DATA UNDER STUDY below:
PR #83, opened 2018-06-29
pin kealib

ocefpaf:
@gillins is this OK for `kealib`?

### DIFF
--- a/recipe/conda_build_config.yaml
+++ b/recipe/conda_build_config.yaml
@@ -114,6 +114,8 @@ pin_run_as_build:
     max_pin: x.x
   jsoncpp:
     max_pin: x.x.x
+  kealib:
+    max_pin: x.x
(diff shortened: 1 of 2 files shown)


gillins:
Looks good to me :smile:

gillins:
The range of valid versions is going to be a bit out now that we are moving to C++11 mode - newly built packages are no longer going to work with older ones compiled in C++98 mode (as discovered with `kealib`). Not sure what we can do but we are going across a bit of a boundary here....

ocefpaf:
We can put a tighter pin if you think it will help. However, at the moment I'm thinking about pinning `gdal` to `kealib 1.4.7` to avoid the `hdf5 1.10.2` issues.

Once we build all packages with `hdf5 1.10.2` we can start using the new syntax and let the pin here apply.

PR #84, opened 2018-07-01
zeromq 4.2.5

minrk:
Since ABI fixes in the recipe, this *should* work with `>=4.2.5,<4.3`. <del>But I'm not sure if we want to do that right now.</del> Updated zeromq max_pin to x.x, so it should get the right pinning on build.

### DIFF
--- a/recipe/conda_build_config.yaml
+++ b/recipe/conda_build_config.yaml
@@ -217,7 +217,7 @@ pin_run_as_build:
   xz:
     max_pin: x.x
   zeromq:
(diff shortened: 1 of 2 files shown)


ocefpaf:
@minrk if you want this to be in effect "right now" please bump the version (the date in the `meta.yaml`) and I'll merge it. If not, we can merge and wait for more changes before a new release.

minrk:
@ocefpaf updated date and fixed max_pin for zeromq now that the ABI issue is fixed in 4.2.5

PR #93, opened 2018-07-14
specify mpi provider matrix

minrk:
so recipes can have just `{{ mpi }}` and get both openmpi and mpich without needing their own conda_build_config.yaml. It seems like this is a reasonable thing, since most packages seem to be adding mpi variants? If not, feel free to close and packages can add their mpi variants in their own conda_build_config.yaml as they are doing now.

Checklist


ocefpaf:
Thanks @minrk!

PR #94, opened 2018-07-15
Python 3.7

ocefpaf:
I want to get #93 in.

### DIFF
--- a/recipe/conda_build_config.yaml
+++ b/recipe/conda_build_config.yaml
@@ -19,6 +19,7 @@ c_compiler:
   - vs2008                     # [win]
   - vs2015                     # [win]
   - vs2015                     # [win]
+  - vs2015                     # [win]
 cxx_compiler:
   - toolchain_cxx              # [linux or osx]
   # new compilers
@@ -30,7 +31,7 @@ cxx_compiler:
   - vs2008                     # [win]
   - vs2015                     # [win]
   - vs2015                     # [win]
-
+  - vs2015                     # [win]
 fortran_compiler:              # [unix or win64]
   - toolchain_fort             # [unix and not ppc64le]
   - gfortran                   # [(linux or osx)                      and (environ.get('CF_COMPILER_STACK') == 'comp7')]
@@ -447,6 +448,7 @@ proj4:
   - 4.9.3
 python:
   - 2.7
+  - 3.5
   - 3.6
   - 3.7
 pyqt:
@@ -469,6 +471,7 @@ tk:
   - 8.6                # [not ppc64le]
 vc:                    # [win]
   - 9                  # [win]
+  - 14                 # [win]
   - 14                 # [win]
   - 14                 # [win]
 vlfeat:
--- a/recipe/conda_build_config.yaml
+++ b/recipe/conda_build_config.yaml
@@ -19,7 +19,7 @@ c_compiler:
   - vs2008                     # [win]
   - vs2015                     # [win]
   - vs2015                     # [win]
-  - vs2015                     # [win]
+  - vs2015                     # [win and (environ.get('CF_MAX_PY_VER', '') >= '37')]
 cxx_compiler:
   - toolchain_cxx              # [linux or osx]
   # new compilers
@@ -31,7 +31,7 @@ cxx_compiler:
   - vs2008                     # [win]
   - vs2015                     # [win]
   - vs2015                     # [win]
-  - vs2015                     # [win]
+  - vs2015                     # [win and (environ.get('CF_MAX_PY_VER', '') >= '37')]
 fortran_compiler:              # [unix or win64]
   - toolchain_fort             # [unix and not ppc64le]
   - gfortran                   # [(linux or osx)                      and (environ.get('CF_COMPILER_STACK') == 'comp7')]
@@ -450,7 +450,7 @@ python:
   - 2.7
   - 3.5
   - 3.6
-  - 3.7
+  - 3.7  # [(environ.get('CF_MAX_PY_VER', '') >= '37')]
 pyqt:
   - 5.6
 qt:
@@ -473,7 +473,7 @@ vc:                    # [win]
   - 9                  # [win]
   - 14                 # [win]
   - 14                 # [win]
-  - 14                 # [win]
+  - 14                 # [win and (environ.get('CF_MAX_PY_VER', '') >= '37')]
 vlfeat:
   - 0.9.20
 vtk:
--- a/recipe/meta.yaml
+++ b/recipe/meta.yaml
@@ -1,4 +1,4 @@
-{% set version = "2018.08.05" %}
+{% set version = "2018.08.14" %}
 
 package:
   name: conda-forge-pinning


recipe/conda_build_config.yaml
```diff
@@ -390,6 +390,7 @@ python:
   - 2.7
   - 3.5
   - 3.6
+  - 3.7
```
isuruf: You have to change the compilers for Windows too. Let's discuss this a bit before merging.

ocefpaf: Not sure what you mean? Are the new Python 3.7 package built with another compiler?

ocefpaf: BTW, we are sprinting here are SciPy and there are tons of people waiting on these features that are being blocked by "let's wait...

isuruf: > Not sure what you mean? Are the new Python 3.7 package built with another compiler?

No, it's still vs2015, but you have to tell conda-build that.

CJ-Wright:
What do we need to do in the way of rebuilds once this is in?

ocefpaf:
I guess we need to repeat the `vs2015` lines, is that right @msarahan?

recipe/conda_build_config.yaml
isuruf: > BTW, we are sprinting here are SciPy and there are tons of people waiting on these features that are being blocked by "let's wait..

My concern was that this would suddenly start creating python 3.7 builds for every package and it would pull dependencies from defaults leading to incompatibilities. I like the idea of the bot making PRs.

I don't know what you mean by being blocked. If you want 3.7 builds, it's as simple as adding a `conda_build_config.yaml` to the recipe folder and rerendering.

msarahan:
They're zipped, and all zipped key fields must be the same length.  Yes, you must add vs2015 to c_compiler and cxx_compiler, because you are adding a python entry, and you must make the associated zipped fields match that.

recipe/conda_build_config.yaml
ocefpaf: Yes, the new compiler migration is blocked on a "forever wait" plead. We need to get the ball rolling there.

recipe/conda_build_config.yaml
```diff
@@ -390,6 +390,7 @@ python:
   - 2.7
   - 3.5
```
jakirkham: Could we drop Python 3.5?

ocefpaf: Not now.

isuruf:
@CJ-Wright, I don't think you have to wait for this. what the bot can do is start from the dependencies with only python dependencies and start issuing PRs. You just have to add the following to `recipe/conda_build_config.yaml` and not commit that file.

```
python
- 2.7
- 3.5
- 3.6
- 3.7
c_compiler:  #[win]
- vs2008  #[win]
- vs2015  #[win]
- vs2015  #[win]
- vs2015  #[win]
cxx_compiler:  #[win]
- vs2008  #[win]
- vs2015  #[win]
- vs2015  #[win]
- vs2015  #[win]
```

isuruf:
Also, should we send `--skip-existing` to conda-build if it's a master branch build? @msarahan, is there an option to skip if it exists in `conda-forge/label/main`?

msarahan:
is conda-forge/label/main the same as conda-forge?  If so you don't need to do anything more than pass --skip-existing.  Conda-build considers all the channels you have currently configured when determining if something exists.

CJ-Wright:
@isuruf I'm confused why are we adding a file but not committing it? Won't that do nothing? (The bot doesn't run conda-build itself). Do we care if they are run or host dependencies on python?

Also
Attn: @justcalamari

isuruf:
> is conda-forge/label/main the same as conda-forge?

yes

> If so you don't need to do anything more than pass --skip-existing. Conda-build considers all the channels you have currently configured when determining if something exists.

Will it skip if the build is in defaults, but not conda-forge?

isuruf:
> @isuruf I'm confused why are we adding a file but not committing it? Won't that do nothing? (The bot doesn't run conda-build itself). Do we care if they are run or host dependencies on python?

It will make a change, because conda-smithy will create a config each for all python versions including 3.7. I suggested not committing the `conda_build_config.yaml` file, because we don't want recipes limited to those python versions for future python versions.

isuruf:
> I suggested not committing the conda_build_config.yaml file, because we don't want recipes limited to those python versions for future python versions.

And also for not limiting defaults or other people using our recipes.

msarahan:
It will skip if and only if some package matches the exact package name.  Any difference in hash (due to different used variables, for example) will end up getting built.

recipe/conda_build_config.yaml
jakirkham: Why not?

recipe/conda_build_config.yaml
mariusvniekerk: We could stage this (and probably the dual compiler) somewhere special and have the bot do both of these in graph order together?

jakirkham:
To recap my understanding of our discussion in the meeting earlier, we have two migrations that are needed.

1. Rebuild with new compilers
2. Migrate to Python 3.7

It sounds like we will prioritize 1. However if there are packages that need both (e.g. `numpy`), we will try to handle them first.

recipe/meta.yaml
```diff
@@ -1,4 +1,4 @@
-{% set version = "2018.07.01" %}
+{% set version = "2018.07.15" %}
```
scopatz: This version number is out of date

CJ-Wright:
I think we may also be able to do symbiotic migrations if that would be desirable. So we can run a compiler migration and move to py37 in one PR. The upside is that we reduce the amount of CI usage, but then one may need to debug both at once.

isuruf:
Packages without compilers that needs python 3.7 will not be that large I think because most of them will be noarch.

jakirkham:
Getting some numbers would help :)

recipe/conda_build_config.yaml
jakirkham: Given the other builds needed for the new compilers, I don't think it is reasonable to hang on to Python 3.5 when adding Python 3.7.

CJ-Wright:
We could also start migrating those py37 things which have no compiler dep. in a separate migrator. This would mean that we'd have both the compiler+py37 and py37 only running at the same time. Would we need to rebuild the py37 only packages after the compiler migration?

isuruf:
Are we going to support numpy 1.9 for python 3.7? If not, we should fix numpy entry here

scopatz:
That is probably up to the numpy maintainers, but I don't see why we wouldn't. We support 1.9 for all other Pythons.

jakirkham:
Are we going to drop Python 3.5?

scopatz:
@jakirkham - it would be nice to drop v3.5, but that could be a separate PR.

ocefpaf:
> it would be nice to drop v3.5, but that could be a separate PR.

We cannot drop PY35 immediately. Some people at SciPy brought to us that many are depending on it to build stuff on CIs and, as the package are no longer updated, the CIs testing may break. We need to announce it and give 2-3 month time period so people can adapt their systems.

jakirkham:
So this is increasing the load on the CIs while we are also planning to double up the builds for the new compilers. Given the messages we have been getting from CircleCI, this is even more important to consider carefully. Would ask that people consider what our priorities are in terms of are limited resources.

ocefpaf:
> So this is increasing the load on the CIs while we are also planning to double up the builds for the new compilers. Given the messages we have been getting from CircleCI, this is even more important to consider carefully. Would ask that people consider what our priorities are in terms of our limited resources.

We are all aware of that and I'm the first one to request to drop stuff, like for Python 3.4 and Windows 32, and, although I appreciate that now you are on the other side and understand my reasons to ask to drop those, I now ask you to understand that 2-3 months is not bad for our CIs at all.

isuruf:
Can we use `--skip-existing` to avoid building the package for older versions if it exists?

scopatz:
Yeah, I think that frankly we are just in a difficult spot that none of asked for.  No one in their right mind wants a compiler ABI incompatibility at the same time as a Python minor release when the CIs are threatening to turn off the compute.

My hope is that we can get some support (from NumFOCUS) to make all of these problems a little more tenable going forward. But I also feel like we can't let one problem block others, or we won't make any progress on any of them. We are a large enough organization that we should be able to walk and chew gum at the same time. 

Also, I think that @CJ-Wright @justcalamari @mariusvniekerk and everyone who has been helping out on the bot, especially with regards to the no-arch migrator, has helped buy us some much needed CI time lattitude.

jakirkham:
> Can we use `--skip-existing` to avoid building the package for older versions if it exists?

Sounds like issue ( https://github.com/conda-forge/conda-smithy/issues/234 ).

jakirkham:
To be clear, I didn't say I was "blocking" this or that I have a personal opinion on it. Only that I wanted us to be aware of the issues that this presents.

Does [our original plan]( https://github.com/conda-forge/conda-forge-pinning-feedstock/pull/94#issuecomment-405726832 ) still hold or are there changes planned to that as well?

scopatz:
> To be clear, I didn't say I was "blocking" this or that I have a personal opinion on it. Only that I wanted us to be aware of the issues that this presents.

Ahh gotcha :smile: 

> Does our original plan still hold or are there changes planned to that as well?

I think that plan more or less still holds.  But I'll add some thoughts to it. 

* I believe that the compiler migratation (https://github.com/conda-forge/conda-smithy/pull/836) is stalled for reasons I haven't been following carefully enough to understand.
* I don't believe that the compuiler migration should block other migrations, especially if there is a clearly demonstrated need.
* I don't know of anyone claiming that they **need** the Python 3.7 at this point. (Perhaps @asmeurer asked for something something somewhere?)

So if we or our users start really needing Python 3.7, I don't think we should prevent that migration just because we haven't done the compilers yet.

Also, I am in favor of declaring Oct 1. as the sunset date for Python 3.5 right now. That would give downstream packages more than ehough time to move their CIs.

asmeurer:
The sooner conda-forge gets 3.7 packages the better. We don't actually have CI testing for it yet because of this.

Also, I hope you guys came to your senses and aren't actually going to delete the 3.5 packages from the repos.

mariusvniekerk:
@asmeurer , as far as I recall it was more along the lines of using some of the repodata.json rewrite ideas to provide a conda-forge channel with some of the older pieces excluded, without touching the real channel

msarahan:
Yes, Phil is adamant that packages never be removed. This is a repodata
optimization thing. Since conda forge is so big, it is making the solver
much slower.

asmeurer:
Is the idea that the default `conda-forge` channel would still have the 3.5 packages or not?

pelson:
> Is the idea that the default conda-forge channel would still have the 3.5 packages or not?

I don't think you will get an answer to this question here, and I don't think it is the right place to discuss it.

My opinion is that py35 packages should eventually be removed from the primary channel primarily for size of repodata payload, but also to a lesser extent for reduced conda resolution workload reasons. I don't *ever* support conda-forge binaries being *deleted*, so you should always be able to download binaries that you've already resolved/downloaded, but I do support the index being pruned of packages that are obsolete/compromised/incorrect so that conda never resolves these packages when constructing a new environment. I also have no problem whatsoever with us having sub-channels that continue to include obsolete binaries in their repodata (e.g. ``conda-forge/label/py35-legacy``) for legacy reasons - to be clear though, there is no chance I'd support us offering to continue to build new stuff for these channels.

I'm sure there are other opinions on this, so don't take what I say as gospel. I suggest that this is **not** the place to discuss this idea - happy to be involved in a discussion, but please ping me elsewhere.

mariusvniekerk:
Looks good to me in the current state.

asmeurer:
So where is the correct place to discuss it?

msarahan:
@ocefpaf zip_keys does suck.  If you have suggestions for a better way, it is definitely an area ripe for improvement.

ocefpaf:
> @ocefpaf zip_keys does suck. If you have suggestions for a better way

Who said that :eyes: :smile: 

>  it is definitely an area ripe for improvement.

I opened #111 to add tests here so we don't forget to add them. Not sure if we can do better than that.

msarahan:
Too bad you can't force-push to my email account!

jakirkham:
> So where is the correct place to discuss it?

Maybe add a new issue on the webpage repo?

jakirkham:
Sorry I missed this. What is `CF_MAX_PY_VER`? Where is this being set? What is it doing?

mariusvniekerk:
@jakirkham the idea is to gate the py37 behind an environment variable that we can control from conda-smithy.  This allows us to move to 3.7 when certain feedstocks are ready to move once their dependencies have been migrated

ocefpaf:
This one went from adding Python 3.7 to re-add Python 3.5 :smile:

@mariusvniekerk are we waiting on `conda-smithy` to merge this one?

There are some important pinning updates done by @bgruening that we need to release.

PR #98, opened 2018-07-18
add x264 pin on specific sonumber

carlodri:
Checklist
* [x] Used a fork of the feedstock to propose changes
* [ ] Bumped the build number (if the version is unchanged)
* [ ] Reset the build number to `0` (if the version changed)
End of DATA UNDER STUDY.
Determine how many lines in the records above hold the word "reasonable", and answer with that number only.

2